01-05-2006

We Never Broke Up

(Channel V)

http://channelv.com.au/V/Article.aspx?ID=46

They may be back together in the studio and on stage, but Silverchair are still keen to quell any rumours they even got close to ending the Chair. In a jovial interview backstage at the recent Great Escape festival, Daniel Johns and Ben Gillies revealed the band just needed a hiatus in the true sense of the word (rather than as an alibi for breaking up like many bands do).

”We’ve been in this band since we were 11 years old and now we’re 26,” explained Johns. "I’ve had a guitar tech since I was 14 and I’d never learnt to string my guitar – I don’t know how to do it.”

“With any creative job, you need an opportunity to go away and do other stuff. We really appreciated our other projects – I did The Dissociatives, Ben did Tambalane and Chris produced the Mess Hall – but it taught us to appreciate what we've got [with Silverchair].”

So they went away to play with other projects, but now Team Silverchair is reunited, re-energised and most importantly for hungry fans, ready to record.

”We’re pretty excited about getting back together and rediscovering our love for each other,” jokes Johns.

According to the band, that love might have remained a long-distance relationship a bit longer if they hadn’t regrouped for the Wave Aid tsunami relief concert in January 2003. Playing in front of 50,000 people for a worthy cause was the perfect catalyst for reigniting the spark that Johns admits “we took for granted”.

”We got really inspired by Wave Aid and really enjoyed playing it. Watching Midnight Oil, we realised we’ve got an opportunity to be that good when we’re older than ourselves.
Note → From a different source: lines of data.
PR #2748, opened 2025-11-10
new flag for propagating auto scale disablement

arunjose696:
Previously, if a control had AutoScaleDisabled, all its children would inherit this setting by default. This change introduces a new flag PROPAGATE_AUTOSCALE_DISABLED (default: true). Setting it to false via ontrol.setData("PROPAGATE_AUTOSCALE_DISABLED", false) prevents children from inheriting AutoScaleDisabled. 

The fix is based on @amartya4256 branch 
- https://github.com/vi-eclipse/eclipse.platform.swt/tree/amartya4256/autoscale_disabled

This change fixes issues with cell editors in GEF-classic.

**Steps to reproduce**
 Follow steps in https://github.com/eclipse-gef/gef-classic/pull/850

### DIFF
--- a/bundles/org.eclipse.swt/Eclipse SWT/win32/org/eclipse/swt/widgets/Control.java
+++ b/bundles/org.eclipse.swt/Eclipse SWT/win32/org/eclipse/swt/widgets/Control.java
@@ -82,6 +82,8 @@ public abstract class Control extends Widget implements Drawable {
 	private static final String DATA_SHELL_ZOOM = "SHELL_ZOOM";
 
 	private static final String DATA_AUTOSCALE_DISABLED = "AUTOSCALE_DISABLED";
+
+	private static final String PROPOGATE_AUTOSCALE_DISABLED = "PROPOGATE_AUTOSCALE_DISABLED";
 /**
  * Prevents uninitialized instances from being created outside the package.
  */
@@ -121,7 +123,13 @@ Control () {
 public Control (Composite parent, int style) {
 	super (parent, style);
 	this.parent = parent;
-	this.autoScaleDisabled = parent.autoScaleDisabled;
+	Boolean parentPropagateAutoscaleDisabled = (Boolean) parent.getData(PROPOGATE_AUTOSCALE_DISABLED);
+	if (parentPropagateAutoscaleDisabled == null || parentPropagateAutoscaleDisabled) {
+		this.autoScaleDisabled = parent.autoScaleDisabled;
+	}
+	if (!autoScaleDisabled) {
+		this.nativeZoom = getShellZoom();
+	}
 	createWidget ();
 }
 
@@ -618,7 +626,7 @@ public Point computeSize (int wHint, int hHint) {
  */
 public Point computeSize (int wHint, int hHint, boolean changed){
 	checkWidget ();
-	int zoom = getZoom();
+	int zoom = computeBoundsZoom();
 	//We should never return a size that is to small, RoundingMode.UP ensures we at worst case report
 	//a size that is a bit too large by half a point
 	return Win32DPIUtils.pixelToPointAsSufficientlyLargeSize(computeSizeInPixels(new Point(wHint, hHint), zoom, changed), zoom);
@@ -1206,7 +1214,7 @@ int getBorderWidthInPixels () {
  */
 public Rectangle getBounds (){
 	checkWidget ();
-	return Win32DPIUtils.pixelToPoint(getBoundsInPixels (), getZoom());
+	return Win32DPIUtils.pixelToPoint(getBoundsInPixels (), computeBoundsZoom());
 }
 
 Rectangle getBoundsInPixels () {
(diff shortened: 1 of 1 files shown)


bundles/org.eclipse.swt/Eclipse SWT/win32/org/eclipse/swt/widgets/Control.java
```diff
@@ -4824,6 +4835,13 @@ int getShellZoom() {
 	return nativeZoom;
 }
 
+int getScalingZoom() {
+	if (parent != null) {
+		return parent.getZoom();
+	}
+	return getZoom();
+}
```
akoch-yatta: I think it makes sense to extract this into a separate method, but two remarks:
- can be private
- I think about a better naming for this, e.g. `computeBoundsZoom` because we only use it in the context of changes to the bounds of the control

bundles/org.eclipse.swt/Eclipse SWT/win32/org/eclipse/swt/widgets/Control.java
```diff
@@ -121,7 +124,12 @@ public abstract class Control extends Widget implements Drawable {
 public Control (Composite parent, int style) {
 	super (parent, style);
 	this.parent = parent;
-	this.autoScaleDisabled = parent.autoScaleDisabled;
+	this.propagateAutoScaleDisabled = parent != null ? parent.propagateAutoScaleDisabled : true;
```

That we could do something really special here.”

On a lighter note, he still gets hassled with questions about the extremely toned physique he showed off at Wave Aid (pictured left). Wait a sec, that’s a bad thing? Let's just say he won't be putting out his own series of exercise videos any time soon.
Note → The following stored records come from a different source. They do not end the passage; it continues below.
PR #2751, opened 2025-11-11
Add AGENTS.md documentation for AI tools

vogella:
This adds comprehensive documentation for AI agents and tools working with the Eclipse SWT codebase. The new AGENTS.md file includes:

- Project overview and architecture details
- Complete build instructions (Maven/Tycho and native libraries)
- Repository structure and development workflows
- Essential development rules (OSGi, resource disposal, UI threading)
- Testing best practices and troubleshooting guidance
- AI agent-specific guidelines

CLAUDE.md is updated to reference AGENTS.md, following the pattern used in eclipse.platform.ui repository.

### DIFF
--- a/CLAUDE.md
+++ b/CLAUDE.md
@@ -1,0 +1,1 @@
+@AGENTS.md


vogella:
> Please rename [existing copilot instructions](https://github.com/eclipse-platform/eclipse.platform.swt/blob/master/.github/copilot-instructions.md) (any maybe adjust).

I assume you mean delete? Copilot can use Agends.md directly

> As AGENTS.MD is a standard I wonder why Claude is needing an own file?

I don't know why Claude does not follow the (new) standard. My assumption is that as the leading engine in code generation they play on their marketshare for code support and do not yet care about standards. It seems that standards are usually not pushed by the market leader. Just a personal opinion btw as I do not have insights in the Claude dev team.

laeubi:
> I assume you mean delete? Copilot can use Agends.md directly

No why delete and replace with something else new? So rename it and maybe ask claude to update it if you think it is not sufficient enough. At least I have tested it already with this instructions and made sure they are working. So why would one want to start from scratch?

> I don't know why Claude does not follow the (new) standard. My assumption is that as the leading engine in code generation they play on their marketshare for code support and do not yet care about standards. 

For me a tool not following common practice can hardly be leading but anyways it sounds odd... so is there a issue/ticket for claude to support this in the future?

vogella:
The new Agends.md file was created by on the copilot instruction so this request is already covered. 

> For me a tool not following common practice can hardly be leading 

Yes, this never happened before, like  IntelliJ not promoting LSP usage or MS Window ignoring standards ;-)

laeubi:
> The new Agends.md file was created by on the copilot instruction so this request is already covered.

Why is the there no rename in this commit? I really don't want to go through and make a diff on my own.

So this should contain:

- rename A > B
- then changes on top of it to get a diff
- add additional claude.md

otherwise its impossible to follow the history.

vogella:
Ok, will update the PR once I find time.

laeubi:
> Ok, will update the PR once I find time.

Thanks, I think unify this would be good think in general.

laeubi (approved):
Looks reasonable to me

akurtakov:
Is there a reason to not merge this one now?

vogella:
> Is there a reason to not merge this one now?

I typically never merge without a green build, but in this case, I think merging is fine.

vogella:
Because it is only  a documentation change for AI

PR #363, opened 2022-03-30
move cli

webern:
**Issue number:**

N/A

**Description of changes:**

This moves the CLI formerly known as `testsys` to the `bottlerocket` directory. It is renamed to avoid confusion with the CLI that we will add in Bottlerocket.

This PR is built on #362 so some extra diff will be removed upon merging #362.

**Terms of contribution:**


webern:
I'm going to close this and come back to it later.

”If people keep asking about that, I’m going to cry. There was just something about the lighting – it made me look really buff. People always come up to me and say ‘man, you looked like Brad Pitt from Fight Club!’ I’m just like ‘leave me alone. I want to lead a normal life!” he jokes.

With a string of festival appearances (Perth’s Rock It, the Clipsal 500 in Adelaide and the Great Escape in Sydney) and a secret show in Sydney as ‘Short Elvis’ already behind them this year, the lads will be spending the rest of 2006 concentrating on recording their fifth, as yet untitled album. But the live shows have already played an invaluable part in its making.

”We just really wanted to play some songs because we’re recording and wanted to sound like a band again,” says Johns. “It’d be weird to not play together for three years and head straight into the studio. The essence of being in a band is to be a performing band without production tricks, orchestras etc.”

Not only has hitting the stage restored the band’s synergy, it’s also helped panel-beat some of the newer additions to the set-list.

”We’re playing five or six new songs and I think even the ones we’ve played a couple of times, they feel like the best songs now. Before they didn’t – they were just the most appropriate. Now they feel like we’ve nailed it – maybe we need to do a couple more gigs though,” he laughs.

Those gigs will have to wait for now - when pressed about the next tour, the guys suddenly get very sheepish. ”Ask Ben,” quips Johns. “He organises all the touring.”